Here is the trick ,so when the initial Break-Point hits on this address “000007ff00170a10” it executes what ever is there within quotes. And the command I have used ,is to create another break-point. So I am creating a dynamic break-point “bp poi(@rsp)”. The function return address is stored in the @rsp register for x64 and @esp for x86. So with @rsp having the address of the function return, I have managed to set bp with on lambda function return.

The next step is to get the return value from the function. The function return value is stored in the address register rax in x64 and eax in x86 . The “du @rax+10” du command is for dumping string at the register @rax and “+10” is the actual location of the string inside the managed object.

So we have managed to get the output of the lambda function

0:004> g
00000000`028a9a38  “Lambda “

Using the same trick we can even profile methods, like getting function execution time within Windbg. Here I am going to profile the method “longRunningMethod”

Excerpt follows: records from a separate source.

Issue #3961, opened 2025-07-31
FR : Support Bitbucket Server clone links in webhook payloads


tarikflz:
### Problem

Currently, Lagoon’s Bitbucket webhook handler expects payload fields like:

- `repository.links.html.href`
- `repository.full_name`

However, these fields are not present in Bitbucket Server (formerly known as Stash) webhook payloads. Instead, Bitbucket Server provides SSH and HTTP(S) clone URLs under:

```json
"repository": {
  "links": {
    "clone": [
      { "href": "ssh://git@bitbucket.mycompany.com:7999/project/repo.git", "name": "ssh" },
      { "href": "https://bitbucket.mycompany.com/scm/project/repo.git", "name": "http" }
    ]
  }
}
```

This causes Lagoon’s webhook handler to throw an error:

```bash
Cannot read properties of undefined (reading 'href')
```

### Proposed Solution
Enhance the Bitbucket webhook handler to:
 - Check for `repository.links.clone`
 - Prefer the `ssh`clone link if available
 - Fallback to current behavior (`html.href + full_name`) for backward compability with Bitbucket Cloud
### Reference
📄 Bitbucket Server webhook documentation:
https://confluence.atlassian.com/bitbucketserver064/event-payload-974388877.html#Eventpayload-repositoryevents

### Benefit
This change would allow teams using Bitbucket Server or Data Center editions to integrate with Lagoon natively via webhooks, without custom patches or middleware.

PR #3962, opened 2025-07-31
feat: Add Bitbucket Server webhook compatibility

tarikflz:
# General Checklist

# Database Migrations

- [x] This PR does not contain a database migration

# Description

This PR improves Lagoon's Bitbucket webhook handler to support Bitbucket Server and Data Center instances, which do not include the `repository.links.html.href` or `repository.full_name` fields in webhook payloads.

Instead, Bitbucket Server provides clone URLs under `repository.links.clone`, including SSH and HTTP(S) links. This update:

- Extracts the SSH URL from `clone` if available and uses it directly.
- Falls back to the current behavior (`html.href + full_name`) for Bitbucket Cloud compatibility.
- Ensures `giturl` generation is resilient and safe across both Bitbucket variants.

### Reference

Official documentation for Bitbucket Server webhook payload format:  
📄 https://confluence.atlassian.com/bitbucketserver064/event-payload-974388877.html#Eventpayload-repositoryevents

Tested with:

- Bitbucket Server 7.x payloads
- Bitbucket Cloud payloads
- Lagoon webhook triggering via local DDEV setup

# Closing issues

This implements: https://github.com/uselagoon/lagoon/issues/3961

### DIFF
--- a/services/logs2notifications/internal/handler/email_events.go
+++ b/services/logs2notifications/internal/handler/email_events.go
@@ -186,16 +186,23 @@ var emailEvent = map[string]EventMap{
 	"github:pull_request:opened:handled":           {Emoji: infoEmoji, Color: "#E8E8E8", Template: "mergeRequestOpened"},
 	"gitlab:merge_request:opened:handled":          {Emoji: infoEmoji, Color: "#E8E8E8", Template: "mergeRequestOpened"},
 	"bitbucket:pullrequest:created:opened:handled": {Emoji: infoEmoji, Color: "#E8E8E8", Template: "mergeRequestOpened"}, //not in slack
+	"bitbucket:pr:opened:handled":                  {Emoji: infoEmoji, Color: "#E8E8E8", Template: "mergeRequestOpened"}, //not in slack
 	"bitbucket:pullrequest:created:handled":        {Emoji: infoEmoji, Color: "#E8E8E8", Template: "mergeRequestOpened"}, //not in teams
 
 	"github:pull_request:synchronize:handled":      {Emoji: infoEmoji, Color: "#E8E8E8", Template: "mergeRequestUpdated"},
 	"gitlab:merge_request:updated:handled":         {Emoji: infoEmoji, Color: "#E8E8E8", Template: "mergeRequestUpdated"},
 	"bitbucket:pullrequest:updated:opened:handled": {Emoji: infoEmoji, Color: "#E8E8E8", Template: "mergeRequestUpdated"}, //not in slack
 	"bitbucket:pullrequest:updated:handled":        {Emoji: infoEmoji, Color: "#E8E8E8", Template: "mergeRequestUpdated"}, //not in teams
+	"bitbucket:pr:modified:opened:handled":         {Emoji: infoEmoji, Color: "#E8E8E8", Template: "mergeRequestUpdated"}, //not in slack
+  "bitbucket:pr:modified:handled":                {Emoji: infoEmoji, Color: "#E8E8E8", Template: "mergeRequestUpdated"}, //not in teams
+  "bitbucket:pr:from_ref_updated:opened:handled": {Emoji: infoEmoji, Color: "#E8E8E8", Template: "mergeRequestUpdated"}, //not in slack
+  "bitbucket:pr:from_ref_updated:handled":        {Emoji: infoEmoji, Color: "#E8E8E8", Template: "mergeRequestUpdated"}, //not in teams
 
 	"github:pull_request:closed:handled":      {Emoji: infoEmoji, Color: "#E8E8E8", Template: "mergeRequestClosed"},
 	"bitbucket:pullrequest:fulfilled:handled": {Emoji: infoEmoji, Color: "#E8E8E8", Template: "mergeRequestClosed"},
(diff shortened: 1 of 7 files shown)


services/logs2notifications/internal/handler/email_events.go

0:004> .shell -ci “!dumpmt -md 000007ff00026af0 ” findstr long
000007ff0002c070 000007ff00026a58      JIT WindowsFormsApplication1.Form1.longRunningMethod()
.shell: Process exited

I get the function address in the above command. The next step is to set the Break-Point.

bp  000007ff0002c070 “.printf \” longrunningmethod \”; .echotime ;bp poi(@rsp) \”  .echotime;g \”; g “

In the above command within function start break-point, I use the command .printf to print the “longrunningmethod” and then .echotime to print out the start time of the function, and like I did before I am dynamically creating another break-point (bp poi(@rsp)),at the return of function ,on which I am also printing out the system time using .echotime.

0:004> g
longrunningmethod Debugger (not debuggee) time: Sun Feb 21 16:47:35.117 2010 (GMT-5)
Debugger (not debuggee) time: Sun Feb 21 16:47:37.122 2010 (GMT-5)

So in the above output the function duration is about 2 seconds as we expected it to be (in the code i have sleep for 2000 milliseconds). This is almost like having log statement on the function start and the function end.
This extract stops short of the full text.